# Dark angels tactics Thread



## jigplums (Dec 15, 2006)

with the dark angels now amoungst us, and the roar of screaming engines on the battlefields of the 41st millennium ive started this thread so people can share there thoughts on how to get the most from the new codex.


----------



## MidnightSun (Feb 10, 2009)

General options I see being viable:

1. Deathwing. Pretty much exactly the same as the old Codex, but more emphasis on shooting (good) and on Deathwing Assault (due to the associated, very powerful, Vengeful Strike).
2. Ravenwing. Increase in base Toughness, their own special units, and Ravenwing-only heavy support. I see Biker armies becoming popular despite the forced Teleport Homers.
3. Dualwing. Dualwing is viable as an entire army, with Azrael unlocking all Troops, but since Azrael is a horrible synergizer with the list, I think it'll be more common to see Sammael and Bikes as fast, tough Troops and Deathwing as Elites (due to larger squad sizes). Ravenwing affordable and tough enough to take many, so the Teleport Homers are actually useful.
4. Greenwing. So many buffs it's unreal. The Sacred Standards, cheaper Tacticals, Flakk Missiles, buffed Veterans (same price as 5 Tactical Marines for +1 attack, +1 LD, Stubborn, and as many special weapons as you like).

Combos I've seen so far:
1. 2 Lvl 1 Librarians, Standard of Devastation, bare Command Squads, and cheap Tactical Squads. I think this will prove very popular, as it's cheap and at least upgrades all of your Bolters to Storm Bolters, and at best into a very reliable, tough, 100-shot nightmare of a formation. Park it on an objective in Cover and hope they didn't bring Battle Cannons. Infantry cannot assault this position.
2. Ravenwing and Deathwing. Deathwing improved Deep Strike, and Ravenwing increased viability means that I think the combination of Bikes and Terminators will be very popular. Lacking in combat ability in the last codex, the inclusion of Deathwing Knights and Black Knights means you have an answer to any unit.
3. Debuff + Assault. Lots of Blind in the Dark Angels Codex, which is a highly underrated rule. Funnily enough, it's most effective against Orks and Necrons, the latter of which have the bite taken out of all of their combat units at WS1 due to a very high Power:Attacks ratio, and the former of which are crippled, plain and simple. Grenade Launchers and the various Stasis weapons are also particularly worthy of mention; again, hit a unit with a Stasis Charge or Rad Grenade and then hit them with the Mace of Redemption or Rift Cannon and have some fun.

Midnight


----------



## Routine (Sep 25, 2011)

^ as mentioned above, I think bikes may turn out to be popular, as they are fast, tough, hit reasonably hard, and have Scout for versatile deployment options. I'm just bummed out I cant ally in some Ravenwing troops as allies, but you take what is available. 

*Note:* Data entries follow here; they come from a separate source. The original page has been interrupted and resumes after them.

PR #2734, opened 2026-07-22
CAMS-817 heal re-resolves sentinel case appointments

bityogi:
# Purpose

Sentinel `CASE_APPOINTMENT` documents (stamped with `SENTINEL_TRUSTEE_ID` when an ACMS appointment's `acmsProfessionalId` didn't resolve to a CAMS trustee at migration time) were stuck with the placeholder `trusteeId` indefinitely. As professional-ID gaps get backfilled (#2687), these docs need a healing step to become real appointments.

# Major Changes

* Extended `heal()` so that, in addition to its existing partition-parity repair, it re-resolves sentinel documents against `trustee-professional-ids`:
  * Scans each batch for docs with `trusteeId === SENTINEL_TRUSTEE_ID`
  * Looks up `acmsProfessionalId` via `findByAcmsProfessionalId`
  * **Exactly one** match → rewrites `trusteeId` in both partitions and clears the sentinel `reason`
  * **Zero / multiple / missing-id** → left untouched and counted for visibility
* Added a new repository method `resolveSentinelTrusteeId` on `TrusteeCaseAppointmentsRepository`. Because `trusteeId` is the trustee-partition key, resolution is a cross-partition *move* (delete sentinel row + upsert resolved doc), not an in-place replace. The case partition is replaced in place, preserving `_id`.
* Added optional `sentinelResolvedCount` / `sentinelUnresolvedCount` counters to `HealCaseAppointmentsState`, persisted per batch and surfaced in the completion log.

# Testing/Validation

Implemented using TDD (RED → GREEN → REFACTOR). `resolveSentinelDocs` is exported and unit-tested directly across the resolve / no-match / multiple-match / missing-id / historical paths, with assertions on the returned counts and resolved-id set. Repository tests cover the cross-partition move (delete targets sentinel, resolved doc written to both partitions), the crash-safe write ordering (trustee before case), `NotFoundError` tolerance, and the non-`NotFoundError` failure branch. `heal`-level integration tests verify the parity pass skips just-resolved docs and that counts persist to state. Verified the new count assertions bite via a mutation check. Full backend suite: 3402 tests pass; typecheck, lint, and knip clean; coverage 96.29%.

# Notes

* **Idempotency & resumability:** resolution runs inside `heal()`'s existing paginated, cursor-resumable loop and respects `SAFE_THRESHOLD_MS`. Resolved docs no longer carry the sentinel, so re-runs skip them. The trustee partition is written *before* the case partition, so an interrupted run leaves the sentinel visible to the case-partition scan and re-resolves cleanly without double-writing.
* Docs resolved within a batch are excluded from the parity-repair pass to avoid recreating a stale sentinel row in the trustee partition.
* Depends on #2687 (already merged to main) for there to be meaningfully more mappings to heal against.

# Definition of Done:

## Summary by Sourcery

Add healing of sentinel CASE_APPOINTMENT documents during the migrate-case-appointments heal process and track resolution metrics.

New Features:
- Introduce resolveSentinelDocs to re-resolve sentinel case appointments using trustee-professional-id mappings within heal batches.

Bug Fixes:
- Ensure partition-parity repair skips just-resolved sentinel documents to avoid recreating stale sentinel rows in the trustee partition.

Enhancements:
- Extend the heal workflow to process sentinel documents before partition parity checks and persist per-batch sentinel resolution counts in HealCaseAppointmentsState.
- Add ScannedCaseAppointment and CaseAppointmentDocument shapes to surface sentinel-specific fields while keeping the public API type constrained.

Tests:
- Add unit and integration tests for resolveSentinelDocs, heal sentinel integration, and the new resolveSentinelTrusteeId repository behavior, including crash-safety and error handling scenarios.

Chores:
- Update TrusteeCaseAppointmentsRepository, its Mongo implementation, and the mock repository to support resolveSentinelTrusteeId with backward-compatible heal state changes.

### DIFF
--- a/backend/lib/adapters/gateways/mongo/trustee-case-appointments.mongo.repository.ts
+++ b/backend/lib/adapters/gateways/mongo/trustee-case-appointments.mongo.repository.ts
@@ -519,6 +519,75 @@ export class TrusteeCaseAppointmentsMongoRepository implements TrusteeCaseAppoin
     }
   }
 
+  /**
+   * resolveSentinelTrusteeId — rewrites a sentinel appointment (trusteeId ===
+   * SENTINEL_TRUSTEE_ID) to a now-resolved trustee across both partitions.
+   *
+   * The trustee partition is keyed by trusteeId, so a resolved doc belongs in a
+   * different partition than the sentinel — this is a move, not an in-place
+   * replace. We delete the sentinel-partition row and upsert the resolved doc.
+   * The case partition is keyed by caseId, so the resolved doc replaces the
+   * sentinel row in place (its _id is preserved by the natural-key match).
+   *
+   * Trustee partition is written FIRST: if the process crashes before the case
+   * partition replace, the sentinel remains visible to heal's scan (which reads
+   * the case partition) and a re-run resolves it again idempotently. A missing
+   * sentinel row in the trustee partition (already deleted by a prior partial
+   * run) is tolerated.
+   */
+  async resolveSentinelTrusteeId(
+    sentinelKey: { caseId: string; assignedOn: string },
+    resolvedDocument: CaseAppointmentDocument,
+  ): Promise<void> {
+    const doc = using<CaseAppointmentDocument>();
+    try {
+      // 1. Trustee partition: remove the stale sentinel-partition row.
+      const sentinelTrusteeQuery = and(
+        doc('documentType').equals('CASE_APPOINTMENT'),
+        doc('caseId').equals(sentinelKey.caseId),
+        doc('trusteeId').equals(SENTINEL_TRUSTEE_ID),
+        doc('assignedOn').equals(sentinelKey.assignedOn),
+      );
+      try {
+        await this.trusteePartition
+          .adapter<CaseAppointmentDocument>()
+          .deleteOne(sentinelTrusteeQuery);
+      } catch (deleteError) {
+        // Idempotent: a prior partial run may have already removed it.
+        if (!isNotFoundError(deleteError)) {
+          throw deleteError;
+        }
+      }
+
+      // 2. Trustee partition: upsert the resolved doc into its new partition.
+      const resolvedNaturalKey = and(
+        doc('documentType').equals('CASE_APPOINTMENT'),
+        doc('caseId').equals(resolvedDocument.caseId),
+        doc('trusteeId').equals(resolvedDocument.trusteeId),
+        doc('assignedOn').equals(resolvedDocument.assignedOn),
+      );
+      await this.trusteePartition
+        .adapter<CaseAppointmentDocument>()
+        .replaceOne(resolvedNaturalKey, resolvedDocument, true);
+
+      // 3. Case partition: replace the sentinel row in place (caseId partition is
+      // stable, so the existing _id is preserved by the natural-key match).
+      const sentinelCaseQuery = and(
+        doc('documentType').equals('CASE_APPOINTMENT'),
+        doc('caseId').equals(sentinelKey.caseId),
+        doc('trusteeId').equals(SENTINEL_TRUSTEE_ID),
+        doc('assignedOn').equals(sentinelKey.assignedOn),
+      );
+      await this.casePartition
+        .adapter<CaseAppointmentDocument>()
+        .replaceOne(sentinelCaseQuery, resolvedDocument, true);
+    } catch (originalError) {
+      throw getCamsErrorWithStack(originalError, MODULE_NAME, {
+        message: `Failed to resolve sentinel appointment for case ${sentinelKey.caseId}.`,
+      });
+    }
+  }
+
   private async findByCursor<T>(
     query: ConditionOrConjunction<T>,
     options: { limit: number; sortField: keyof T; sortDirection: 'ASCENDING' | 'DESCENDING' },
--- a/backend/lib/adapters/gateways/mongo/trustee-case-appointments.mongo.repository.ts
+++ b/backend/lib/adapters/gateways/mongo/trustee-case-appointments.mongo.repository.ts
@@ -32,6 +32,9 @@ const TRUSTEE_COLLECTION = 'trustee-case-appointments';
 
 const CASES_COLLECTION = 'cases';
 
+// documentType discriminator for appointment docs in both partitions.
+const CASE_APPOINTMENT_DOC_TYPE = 'CASE_APPOINTMENT' as const;
+
 const { using, and } = QueryBuilder;
 const { source } = QueryPipeline;
 
@@ -108,7 +111,7 @@ export class TrusteeCaseAppointmentsMongoRepository implements TrusteeCaseAppoin
     try {
       const doc = using<CaseAppointmentDocument>();
       const query = and(
-        doc('documentType').equals('CASE_APPOINTMENT'),
+        doc('documentType').equals(CASE_APPOINTMENT_DOC_TYPE),
         doc('caseId').equals(caseId),
       );
       return await this.casePartition.adapter<CaseAppointmentDocument>().find(query);
@@ -123,7 +126,7 @@ export class TrusteeCaseAppointmentsMongoRepository implements TrusteeCaseAppoin
     try {
       const doc = using<CaseAppointmentDocument>();
       const query = and(
-        doc('documentType').equals('CASE_APPOINTMENT'),
+        doc('documentType').equals(CASE_APPOINTMENT_DOC_TYPE),
         doc('caseId').equals(caseId),
         doc('unassignedOn').notExists(),
         doc('trusteeId').notEqual(SENTINEL_TRUSTEE_ID),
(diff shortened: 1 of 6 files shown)


bityogi:
Thanks @sourcery-ai — both suggestions had merit and are addressed in 78e51d22b:

1. **Batch lookups** — `resolveSentinelDocs` now memoizes `findByAcmsProfessionalId` per heal batch (`lookupCache` + `resolvedTrusteeByAcmsId`). Sentinels for the same unmapped trustee cluster across many cases, so repeated `acmsProfessionalId`s now share a single Cosmos read. Added a unit test asserting one lookup is shared across two same-id sentinels.

2. **Log noise** — replaced the per-document `logger.info` calls with a single aggregated batch-level summary listing all unresolved sentinels, keeping per-doc diagnostic detail without the per-record flood.

mattstankey:
A couple of minor notes from review, neither blocking:

1. **Mock repository typed as `any`** (`mock-mongo.repository.ts:231`): `resolveSentinelTrusteeId(_sentinelKey: any, _resolvedDocument: any)` loses the type safety the interface (`gateways.types.ts:784-787`) otherwise provides. Worth typing against the same shape used in the interface, if neighboring mock methods in this file don't already follow the `any` convention.

2. **No batch-level failure isolation** in `resolveSentinelDocs`/`heal()`: if `resolveSentinelTrusteeId` throws on doc N in a batch (e.g. a genuine non-`NotFoundError` write failure), the whole `heal()` invocation aborts, and resolutions completed earlier in that batch aren't reflected in `totalSentinelResolved`/persisted state since `updateHealState` only runs after the batch completes. On retry, the cursor restarts at the same `lastId` and re-attempts in the same order, so a single bad doc could stall healing of an otherwise-healthy batch. This mirrors the existing repair loop's error-handling posture, so it's consistent rather than a regression — just flagging in case it's worth a follow-up issue.

bityogi:
Thanks @mattstankey — both had merit; addressed in 6ccbf8e10:

1. **Mock typed as `any`** — typed `resolveSentinelTrusteeId`'s params in `MockMongoRepository` against the interface shape (`{ caseId, assignedOn }` and `CaseAppointment & { documentType: 'CASE_APPOINTMENT' }`).

2. **Batch-level failure isolation** — good catch, and I decided to fix it now rather than defer. Both heal passes now isolate per-doc write failures in try/catch:
   - **Sentinel resolution**: a failed `resolveSentinelTrusteeId` counts the doc as unresolved and continues; the doc keeps its sentinel and is retried on a later run.
   - **Partition-parity repair**: a failed `replaceOneInTrusteePartition` is logged and the doc is left diverged for a later run.

   This means one poison doc can no longer abort the invocation or strand progress already made in the batch — directly serving the resumable/idempotent criteria. Since the gap was shared with the pre-existing repair loop, I fixed both paths together for consistency. Added unit + integration tests for each (mutation-verified they bite).

backend/lib/adapters/gateways/mongo/trustee-case-appointments.mongo.repository.ts
```diff
@@ -519,6 +519,75 @@ export class TrusteeCaseAppointmentsMongoRepository implements TrusteeCaseAppoin
...
+   */
+  async resolveSentinelTrusteeId(
+    sentinelKey: { caseId: string; assignedOn: string },
+    resolvedDocument: CaseAppointmentDocument,
+  ): Promise<void> {
+    const doc = using<CaseAppointmentDocument>();
+    try {
+      // 1. Trustee partition: remove the stale sentinel-partition row.
+      const sentinelTrusteeQuery = and(
+        doc('documentType').equals('CASE_APPOINTMENT'),
```
jalba-flexion: CASE_APPOINTMENT can be a constant

backend/lib/adapters/gateways/mongo/trustee-case-appointments.mongo.repository.ts
```diff
@@ -519,6 +519,75 @@ export class TrusteeCaseAppointmentsMongoRepository implements TrusteeCaseAppoin
...
+      } catch (deleteError) {
+        // Idempotent: a prior partial run may have already removed it.
+        if (!isNotFoundError(deleteError)) {
+          throw deleteError;
+        }
+      }
+
+      // 2. Trustee partition: upsert the resolved doc into its new partition.
+      const resolvedNaturalKey = and(
+        doc('documentType').equals('CASE_APPOINTMENT'),
```
jalba-flexion: Use same Constant

backend/lib/adapters/gateways/mongo/trustee-case-appointments.mongo.repository.ts
```diff
@@ -519,6 +519,75 @@ export class TrusteeCaseAppointmentsMongoRepository implements TrusteeCaseAppoin
...
+        doc('assignedOn').equals(resolvedDocument.assignedOn),
+      );
+      await this.trusteePartition
+        .adapter<CaseAppointmentDocument>()
+        .replaceOne(resolvedNaturalKey, resolvedDocument, true);
+
+      // 3. Case partition: replace the sentinel row in place (caseId partition is
+      // stable, so the existing _id is preserved by the natural-key match).
+      const sentinelCaseQuery = and(
+        doc('documentType').equals('CASE_APPOINTMENT'),
```
jalba-flexion: Same

backend/lib/adapters/gateways/mongo/trustee-case-appointments.mongo.repository.ts
bityogi: ✅ Done in 9dff17559 — extracted a file-level `CASE_APPOINTMENT_DOC_TYPE` constant and replaced all 16 value usages of the literal across this repository (the literal type annotation on `CaseAppointmentDocument` stays as-is). Thanks for the catch!

backend/lib/adapters/gateways/mongo/trustee-case-appointments.mongo.repository.ts
bityogi: ✅ Done in 9dff17559 — extracted a file-level `CASE_APPOINTMENT_DOC_TYPE` constant and replaced all 16 value usages of the literal across this repository (the literal type annotation on `CaseAppointmentDocument` stays as-is). Thanks for the catch!

backend/lib/adapters/gateways/mongo/trustee-case-appointments.mongo.repository.ts
bityogi: ✅ Done in 9dff17559 — extracted a file-level `CASE_APPOINTMENT_DOC_TYPE` constant and replaced all 16 value usages of the literal across this repository (the literal type annotation on `CaseAppointmentDocument` stays as-is). Thanks for the catch!

jalba-flexion (approved):

backend/lib/use-cases/dataflows/migrate-case-appointments.ts
```diff
@@ -558,11 +558,130 @@ async function updateHealState(
...
+  // trustee cluster (one trustee → many cases), so the same acmsProfessionalId
+  // repeats within a batch — reuse the result to avoid redundant Cosmos reads.
+  const lookupCache = new Map<string, number>();
+  // For uniquely-matched acmsProfessionalIds, remember the resolved trusteeId so
+  // repeated docs reuse it without a second lookup.
+  const resolvedTrusteeByAcmsId = new Map<string, string>();
+  // Accumulate unresolved detail and log once per batch to avoid per-doc log spam.
+  const unresolvedDetails: string[] = [];
+
+  const sentinelDocs = batch.filter((doc) => doc.trusteeId === SENTINEL_TRUSTEE_ID);
```
btposey, line 606: This approach is unbounded and unsafe at scale. `resolveSentinelDocs` iterates the batch document-by-document, issuing one `findByAcmsProfessionalId` lookup and one `resolveSentinelTrusteeId` write per sentinel doc. We have no upper bound on how many sentinel-stamped case appointments exist, so this will not scale.

A better approach: use an aggregation pipeline to pull the **unique set** of `acmsProfessionalId`s across all sentinel-stamped (`trusteeId === SENTINEL_TRUSTEE_ID`) case appointments, rather than scanning documents one at a time. Join that set against `trustee-professional-ids` to build the `acmsProfessionalId → trusteeId` mapping. Then, for each mapped professional ID, reassign **all** case appointments carrying that sentinel ID and matching professional ID to the resolved `trusteeId` in one pass.

Note that we have two collections to update — `trustee-case-appointments` and `case-trustee-appointments` — since they're both partitions of the same logical case-appointment data. Once you've computed the resolution for one collection, you already have the answer for the other; there's no need to re-run the matching/lookup logic twice.

---

**AI prompt (for Prem):**

> In `backend/lib/use-cases/dataflows/migrate-case-appointments.ts`, the `resolveSentinelDocs` function (around line 584-673) currently resolves sentinel-stamped case appointments (`trusteeId === SENTINEL_TRUSTEE_ID`) one document at a time within a fixed-size batch, doing a per-document `findByAcmsProfessionalId` lookup and a per-document `resolveSentinelTrusteeId` write. This does not scale — the number of sentinel appointments is unbounded and this approach processes them serially per batch cursor.
>
> Redesign this to be set-based instead of per-document:
> 1. Use a MongoDB aggregation pipeline to compute the **distinct set** of `acmsProfessionalId` values across all documents where `trusteeId === SENTINEL_TRUSTEE_ID`, rather than paging through documents and checking each one individually.
> 2. Join that distinct set against the `trustee-professional-ids` collection to resolve each `acmsProfessionalId` to its unique `camsTrusteeId` (preserve existing behavior: skip/log any professional ID that maps to zero or multiple trustees — do not resolve ambiguous mappings).
> 3. For each professional ID that resolves to exactly one trustee, issue a single reassignment operation (e.g., `updateMany`) that rewrites `trusteeId` (and clears the sentinel `reason` field) for **all** documents matching `{ trusteeId: SENTINEL_TRUSTEE_ID, acmsProfessionalId: <id> }` — instead of individually resolving each document.
> 4. There are two collections holding case-appointment data that both need this update: `trustee-case-appointments` and `case-trustee-appointments`. They are two partitions of the same logical data, so the acmsProfessionalId → trusteeId resolution only needs to be computed once (per steps 1-2) and then applied to both collections — do not re-run the aggregation/lookup logic separately for each collection.
>
> Preserve the existing counting/logging behavior for unresolved cases (zero matches, multiple matches, missing acmsProfessionalId) so operational visibility doesn't regress. Check existing tests for `resolveSentinelDocs` and update them to reflect the new aggregate-based approach.

btposey (changes requested):

btposey:
Blocked until CAMS-809 and CAMS-816 have added more professional IDs.

btposey:
This ticket has been superseded. We're going a different direction.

I havent actually proxied anything to give this a try yet, but I was wondering if anyone has considered giving a Ravenwing variation of the Salvo-banner spam a try? yu get 2 or 3 6-man groups of Ravenwing, bring a Ravenwing command squad with the Devestation standard, and you've got 12 or 18 guys with twinlinked, 4-shot bolters, who can fire all four shots after moving 12", and are reliably tough.

Oh, and you dont even give up any shots by taking melta-guns and the like, as you retain the bike's twin-linked bolter, meaning you'd have a squad capable of anti-tank or anti-infantry to a frightening degree.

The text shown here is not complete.